While in the context I knew why my friend asked that question, it was tough to know if wicked was being used in its proper form or as a slang way of saying “that’s cool.” I could not help but think how that question reflected all of us. The word wicked properly means morally wrong or evil, in slang it means awesome or excellent. How a word can have very different, even opposite meanings, may seem strange, but I do not think so if we take a minute to realize how often we do this in our own life.

We love to rationalize and put a positive spin on things, especially when it comes to things which are by definition evil or morally bad. This is becoming more and more prevalent in our larger culture, but we do this with ourselves as well. We try to make the sin or bad habit in our life “good” by changing what it is, think of a “white lie.” We rationalize the bad that we do and say, “well it isn’t that bad” or we justify the sin of others saying, “he’s a good person, he doesn’t mean to hurt anyone.” Now both of those can be true, but it is also true that wicked is wicked, evil is evil, sin is sin, and no amount of slang can change that.

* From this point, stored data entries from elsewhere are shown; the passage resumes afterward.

PR #245, opened 2021-05-16
807. Max Increase to Keep City Skyline

ErdemT09:
[The question on LeetCode](https://leetcode.com/problems/max-increase-to-keep-city-skyline/submissions/)
This is a none-curated170 question that I have come across. When I noticed the solution idea, I wanted to document it here as well.
The question wants us to increase the numbers in the grid (i.e. the heights of the buildings), so that the skyline of the city from left-right or top-down does not change. The skyline is equivalent to the maximum height or the number in a column or a row. The fact that we need to increase the number without changing the skyline means that we have to increase the numbers without them changing the maximum value in their column and row. This means that numbers should be increased to the minimum of the maximum values of their respective columns and rows. This the intuition behind this solution.

LeetCode Submission result:
image

### DIFF
--- a/src/main/java/algorithms/medium/MaxIncreaseToKeepCitySkyline.java
+++ b/src/main/java/algorithms/medium/MaxIncreaseToKeepCitySkyline.java
@@ -2,7 +2,7 @@ package algorithms.medium;
 
 public class MaxIncreaseToKeepCitySkyline {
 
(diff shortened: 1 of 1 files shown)


altayhunoglu (approved):
Thanks. Nice question and a clean solution.

PR #246, opened 2021-05-16
245. Shortest Word Distance III

ErdemT09:
Issue: #147 
This solution is just a slight modification of [243. Shortest Word Distance ](https://github.com/spiralgo/algorithms/blob/master/src/main/java/algorithms/curated170/easy/ShortestWordDistance.java). The only difference is that, if the word at i1 the same same as the word at the current index, shifting i1 to index i would have us lose information about the location of the current index, which would make the question unsolvable if two given words are the same. 
To fix that, i1 must only be shifted, if i1 is not assigned (equals to -1) or if the word at this previous index is not equal to i1.

There is also an alternative solution like this that makes further use of the fact that both words can be the same: https://cheonhyangzhang.gitbooks.io/leetcode-solutions/content/245-shortest-word-distance-iii-medium.html
I am not sure which solution is more elegant, that is something left to us to decide.


altayhunoglu:
It is the current fastest solution with 1ms.
But, I think you will not that much if-statements :)
```
class Solution {
    public int shortestWordDistance(String[] wordsDict, String word1, String word2) {
        int min = Integer.MAX_VALUE;
        if(word1.equals(word2)) {
            int prevIndex = -1;
            for(int i = 0; i < wordsDict.length; i++) {
                if(wordsDict[i].equals(word1)) {
                    if(prevIndex != -1) {
                        min = Math.min(min, i - prevIndex);
                    }
                    prevIndex = i;
                }
            }
        } else {
            int w1Index = -1;
            int w2Index = -1;
            for(int i = 0; i < wordsDict.length; i++) {
                if(wordsDict[i].equals(word1)) {
                    if(w2Index != -1) {
                        min = Math.min(min, i - w2Index);
                    }
                    w1Index = i;
                } else if(wordsDict[i].equals(word2)) {
                    if(w1Index != -1) {
                        min = Math.min(min, i - w1Index);
                    }
                    w2Index = i;
                }
            }
        }
        return min;
    }
}
```

ErdemT09:
It shouldn't be any faster, it most likely does the same amount of computations as the one with a single pointer.

ErdemT09:
```
public int shortestWordDistance(String[] words, String word1, String word2) {
        int idx = -1, res = Integer.MAX_VALUE;
        boolean same = word1 == word2;
        for (int i = 0; i < words.length; ++i) {
            if (words[i].equals(word1) || words[i].equals(word2)) {
                if (idx != -1 && (same || !words[i].equals(words[idx]))) {
                    res = Math.min(res, i - idx);
                }
                idx = i;
            }
        }
        return res;
    }
```
Doing both things together in abstracted/summarized way should be better.

altayhunoglu (approved):
Thanks for your valuable contribution.

ErdemT09:
I will mark this question in my mind as an example of how code can be shortened when logical conditions converge.

PR #248, opened 2021-05-16
Adds MovingAverageArray version, and moves the older one to the package.

altayhunoglu:
https://github.com/spiralgo/algorithms/issues/138
The array version takes 39ms. The older takes 44ms.


ErdemT09:
The other in is called array but the older solution is also an array solution.

altayhunoglu:
> The other in is called array but the older solution is also an array solution. And it is of the same time complexity as the other one. I think it's better to call it MovingAverage and our older solution MovingAverageAlternative.

Oke, it is done. Thanks.

ErdemT09 (approved):

ErdemT09:
The `buffer[]` is actually the data structure known as "circular buffer". 
https://en.wikipedia.org/wiki/Circular_buffer

altay9:
For the solution inside **MovingAverageAlternative**:

Here, we need to understand why, in the first place, we used "head" and "tail" pointers.

(Note: I think the naming of these variables can be confusing because of the nature of the buffer itself.
Because here, the array acts like a circular buffer. So, sometimes the tail can be the point on the left, sometimes it can be on the right, and vice versa.
### 1: `Head` is the pointer that will be pointing to the value that will be dequeued or removed from the array.
  
Why do we need to remove something from the array?
   
Because the array is fixed-sized, we want to have the most efficient use of space and time. 
Otherwise, we could use a queue instead. 
      
Which element should be overridden when more space is needed?
As we want our array to act like a queue, it will use FIFO, first-in, first-out.
So, the head will be pointing to the oldest element in the array.
When do we need to override an element?
We will have a fixed size of window of data we will read. We can assume the array itself is the window. So, we will need to use the places of oldest elements.

### 2-`Tail` is the pointer that will be pointing to the new element in the next method.

The trick to imitating a circular buffer is the modular arithmetic:
Head and tail increase constantly. But we are always looking at the indexes like that:
` head % window_size`  or `tail % window_size `

PR #249, opened 2021-05-16
Adds Logger Rate Limiter's fastest solution.

altayhunoglu:
https://github.com/spiralgo/algorithms/issues/140

image


ErdemT09:
https://github.com/spiralgo/algorithms/blob/master/src/main/java/algorithms/curated170/easy/Logger.java
What about this old code? It is basically the less brief version of this. We should delete it, I think.

altayhunoglu:
> https://github.com/spiralgo/algorithms/blob/master/src/main/java/algorithms/curated170/easy/Logger.java
> What about this old code? It is basically the less brief version of this. We should delete it, I think.

You are absolutely right. Done.

ErdemT09 (approved):
Simple and efficient code.

PR #250, opened 2021-05-16
The faster version takes 0ms, the older takes 3ms.

altayhunoglu:
https://github.com/spiralgo/algorithms/issues/144

image


ErdemT09:
Simplified:
```
public int largestUniqueNumber(int[] A) {
        int has [] = new int[1001];
        for(int i=0;i<A.length;i++){
            has[A[i]]+=1;
        }
        for(int i=1000;i>=0;i--){
            if(has[i]==1){
                return i;
            }
        }
        return -1; 
    }
```

ErdemT09:
The HashMap one can also be made more efficient:
//Will add it here

ErdemT09:
We might as well add something like this to the project while we are at it:
https://stackoverflow.com/a/1098137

This simple exchange between my friends clearly stuck with me and has become a point of reflection that I go back to every so often, which I would like to invite you into as well. What is the sin or bad habit in my life I am trying to redefine and make good? What am I trying to place “good” in front of so I can keep doing it?

This is the opposite of what Christ does and what he invites us to. He does not redefine things to make it easier, he changes and invites us to conversion. He does not want us to be “good” sinners, he wants us to be saints. This is far more challenging than a redefinition, but it is also far less confusing. For with Christ we never have to ask, “do you mean good holiness or bad holiness?”